In the aftermath of last month’s deadly terrorist attack on a Jerusalem synagogue, Israeli officials have relaxed their restrictions on gun ownership. Unfortunately, the change doesn’t go far enough. Because it applies only to security guards and others already authorized to carry firearms, the new policy likely would not have prevented the slaughter. According to Independent Institute Research Fellow Stephen P. Halbrook, the attack—and the government’s feeble response—should prompt policymakers to remember the strict gun restrictions enacted in Weimar Germany, which served as a prelude to the horrors inflicted by the Nazi regime.
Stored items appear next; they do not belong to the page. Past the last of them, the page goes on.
Issue #819, opened 2022-02-16
[MLS Spec change] Split LeafNode from KeyPackage (#575)


kkohbrok:
**Description of the changes**
As the title says. Result are two distinct structs for pre-publishing key material and populating leaf nodes in trees.

**Link to the exact changes**
https://github.com/mlswg/mls-protocol/pull/575

- [x] #894
- [x] #818 
- [ ] #893
- [x] #968
- [x] #1088

**Tracking required changes**
- [x] Unambiguous signatures (#980)

**Open items**
- [ ] High level API design
- [x] ~~Re-introduce caching of tree hashes~~
- [ ] Avoiding excessive cloning of leaf nodes
- [x] #1140
- [x] Ensure sign/verify flows for leaf nodes is clean and safe
- [x] #727
- [x] #885
- [x] Cleanup extensions
- [x] Cleanup setting of lifetimes for leaf nodes.
- [x] #1226

franziskuskiefer:
I'm closing this now that most of the work is done.
#893 is one open follow up spec change and there are a few things like API design we want to do, but that's either tracked separately or not a spec change.

PR #1125, opened 2022-11-28
Introduce new leaf nodes

### LINKED ISSUE #894: [MLS Spec change] fix the switch condition for LeafNodeSource #632
Fix `LeafNode` struct.

**Link to the exact changes**
https://github.com/mlswg/mls-protocol/pull/632

This should be done as part of #819.

### LINKED ISSUE #968: [MLS Spec change] Include leaf index in LeafNodeTBS for better parent-hash guarantees (#731)
**Link to the exact changes**
https://github.com/mlswg/mls-protocol/pull/731

> # A problem in parent-hash proofs
 > 
 > The goal of #527 and #713 was to have a property similar to:
 > 
 > > If there is a parent-hash chain from the leaf L to a node N, then the signature of L binds the tree Canonicalize(N)
 > 
 > In #713, I proved that the pull-request allowed to prove the following property:
 > 
 > > If Canonicalize(U1) = Canonicalize(U2),
 > > and there is a parent-hash link from U1 to P1 and from U2 to P2,
 > > then Canonicalize(P1) = Canonicalize(P2)
 > 
 > With this property, the hope is to inductively show that the leaf signature binds the canonicalization of subtrees it is parent-hash linked from.
 > The induction step works fine thanks to the previous theorem, however the base case is wrong.
 > 
 > The hypothesis "Canonicalize(U1) = Canonicalize(U2)" says that the content of the trees are equal, and also says they have the same location (i.e. they have the same node index). This is important for the induction step.
 > However, since the signature of a leaf doesn't bind its position in the tree, we can't initialize the induction.
 > 
 > This PR resolves this problem.
 > 
 > # A concrete counter-example
 > 
 > Assume we have the following tree:
 > 
 >           Y
 >         __|__
 >        /     \
 >       _       Z
 >      / \     / \
 >     A   _   C   D
 > 
 > If there is a parent-hash link from A to Y, then the following tree is also valid:
 > 
 >           Y
 >         __|__
 >        /     \
 >       _       Z
 >      / \     / \
 >     _   A   C   D
 >     
 > # The solution
 > 
 > We only need to add the leaf index inside the signature when the source is a commit.
 > I also added it in the update case because it doesn't hurt, but that's not necessary.

franziskuskiefer:
This PR introduces the new `LeafNode`s.
Sorry, it's a bit large and touches a lot of code. It also needs a number of follow ups. Here some thoughts to guide you through the review.

* Creating new group API requires credential bundle and lifetime now. I think this should be made nicer as an API. But it should be done in a follow up.
* This is because the node is signed now and the lifetime is in the node.
* The OpenMlsLeafNode is the leaf node the code works on, which includes optional secret values and the leaf index. The LeafNode is the one from the RFC.
* The leaf node structs are already a mess and I think they could get cleaned up a little. But the way they are defined in the RFC is a little awkward because the Tbs gets information the leaf doesn't. This should probably be improved in a follow up.
* When changing the path, the node is updated in the diff directly instead of added later. This requires some chances to everything that's computed on the diff. But I think this is cleaner.
* I removed caching of the tree hash because the way the diff is modified now breaks the caching. We should look at adding it again but make sure that it actually provides a performance benefit.
* The key package wasn't cleaned up yet. A lot of the code will be deleted.
* I left some XXX in as potential follow ups. But nothing that needs addressing now.
* I didn't solve the question who's setting the capabilities. This can be passed in every time. But it adds yet another argument. We can have a builder for leaves and use a default or put it into a config.
* I had to touch a lot of tests. I hope I didn't break too many ...

Fixes #894
Fixes #968

Follow-up items are collected in #819.


openmls/src/group/core_group/mod.rs
```diff
@@ -186,17 +194,36 @@ impl CoreGroupBuilder {
     /// [`OpenMlsCryptoProvider`].
     pub(crate) fn build(
         self,
+        credential_bundle: &CredentialBundle,
+        life_time: LifetimeExtension,
```
kkohbrok, line 198: Passing in a LifetimeExtension could probably be an optional build step `with_lifetime_extension`, where by default we just use the default one.

openmls/src/group/core_group/test_proposals.rs
```diff
@@ -469,28 +480,31 @@ fn test_group_context_extension_proposal_fails(
...
         e,
-        CreateGroupContextExtProposalError::KeyPackageExtensionSupport(
-            KeyPackageExtensionSupportError::UnsupportedExtension
+        CreateGroupContextExtProposalError::TreeSyncError(
+            crate::treesync::errors::TreeSyncError::UnsupportedExtension
         )
     );
 
-    // Well, this failed luckily.
+    // // Well, this failed luckily.
```
kkohbrok, line 507: This change should probably be reversed.

openmls/src/group/mls_group/creation.rs
```diff
@@ -20,13 +20,17 @@ impl MlsGroup {
     pub fn new(
         backend: &impl OpenMlsCryptoProvider,
         mls_group_config: &MlsGroupConfig,
+        life_time: LifetimeExtension,
         key_package_hash: &[u8],
+        credential_bundle: &CredentialBundle,
```
kkohbrok, line 25: As discussed OOB, this could probably be pulled from the key store.

openmls/src/group/mls_group/creation.rs
```diff
@@ -20,13 +20,17 @@ impl MlsGroup {
     pub fn new(
         backend: &impl OpenMlsCryptoProvider,
         mls_group_config: &MlsGroupConfig,
+        life_time: LifetimeExtension,
```
kkohbrok, line 23: This is an API choice in the end, so @raphaelrobert probably has an opinion, but since we're creating a new group, we can just go with the default. If I understand correctly, the extension is just used in the founder's initial leaf KeyPackage, which is not going to expire anyway.

openmls/src/treesync/mod.rs
```diff
@@ -441,24 +463,52 @@ impl TreeSync {
...
         // Our own leaf should be inside of the tree and never blank.
         self.leaf(self.own_leaf_index)?
             .ok_or_else(|| LibraryError::custom("Own leaf is outside of the tree").into())
     }
 
+    /// Returns the [`LeafNode`] of this client.
+    ///
+    /// This function should not fail and only returns a [`Result`], because it
+    /// might throw a [LibraryError](TreeSyncError::LibraryError).
+    pub(crate) fn own_leaf_node_mut(&mut self) -> Result<&mut OpenMlsLeafNode, TreeSyncError> {
```
kkohbrok, line 476: This kind of breaks the pattern where all changes to the TreeSync instance have to happen by merging a diff.

openmls/src/group/mls_group/updates.rs
```diff
@@ -33,10 +36,20 @@ impl MlsGroup {
 
         // Create Commit over all proposals. If a `KeyPackageBundle` was passed
         // in, use it to create an update proposal by value. TODO #751
-        let create_commit_result = match key_package_bundle_option {
-            Some(kpb) => {
+        let create_commit_result = match key_pair {
+            Some(key_pair) => {
+                let group_id = self.group_id().clone();
+                let own_leaf = self.group.treesync_mut().own_leaf_node_mut().map_err(|_| {
```
kkohbrok, line 42: As noted at the `own_leaf_node_mut` definition, this might be problematic. In particular, here we change the tree before the commit has been merged. I'm actually curious why this doesn't lead to problems when a commit is created but not merged. But maybe I'm overlooking something.

openmls/src/group/tests/test_proposal_validation.rs
```diff
@@ -1551,20 +1590,38 @@ fn test_valsem109(ciphersuite: Ciphersuite, backend: &impl OpenMlsCryptoProvider
...
+        .tls_serialize_detached()
+        .expect("Error serializing signature key.");
+    // Store the credential bundle into the key store so OpenMLS has access
+    // to it.
+    backend
+        .key_store()
+        .store(&credential_id, &new_cb)
+        .expect("An unexpected error occurred.");
+
+    // let new_kp = backend.crypto().derive_hpke_keypair(
```
kkohbrok, line 1605: This and the commented-out code below can probably be deleted.

openmls/src/group/tests/test_proposal_validation.rs
```diff
@@ -1706,11 +1752,36 @@ fn test_valsem110(ciphersuite: Ciphersuite, backend: &impl OpenMlsCryptoProvider
...
+        .rekey(
+            bob_group.group_id(),
+            ciphersuite,
+            ProtocolVersion::Mls10,
+            &bob_credential_bundle,
+            backend,
+        )
+        .unwrap();
+
+    // update_leaf_node.set_public_key(
```
kkohbrok, line 1766: Again, probably remove here and a few lines below.

kkohbrok (changes requested):
Thanks for tackling this big one! Looks generally very good to me, although I'm a bit dubious about the direct TreeSync modification as per comments. It's probably faster to discuss some of the issues OOB, so feel free to ping me.

openmls/src/group/mls_group/creation.rs
raphaelrobert: I think the lifetime should be part of the `MlsGroupConfig`.

openmls/src/group/core_group/test_proposals.rs
kkohbrok: Again? Just kidding. No need to fix this one.

kkohbrok (approved):
Thanks for implementing the changes and, again, for dealing with this massive change! Let's leave the rest for follow-ups and get this in.

kkohbrok:
Not sure why this turned in to a double r+, but there you go.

“Free people throughout the West, and especially in Israel, should remember the bitter lessons of Weimar gun control,” Halbrook writes in a new op-ed for Newsmax.

As Halbrook explains, to quell ideologically motivated violence, the Weimar Republic issued strict gun control laws that authorized the government to seize firearms if it deemed this necessary to ensure “public security.” It also required gun owners to register their firearms with the authorities. Both measures made it easier for the Nazi regime to oppress Jews and “enemies of the state,” as Alfred Flatow learned. When the former Olympic gold medalist surrendered his lawfully owned firearms to the Berlin police department, he was arrested and turned over to the Gestapo; later he was sent to a concentration camp where he died of hunger. The lesson, according to Halbrook, is clear: “Democratic governments that wish to protect their citizens by depriving them of firearms sometimes accomplish the very opposite—and leave the law-abiding at the mercy of those who will flout any statute, tell any lie, engage in any conspiracy, to gain power over the innocent,” he writes. “Good people, rendered helpless, are history’s victims.”

Gun Control Measures Hazardous for Citizens, by Stephen P. Halbrook (Newsmax, 11/26/14)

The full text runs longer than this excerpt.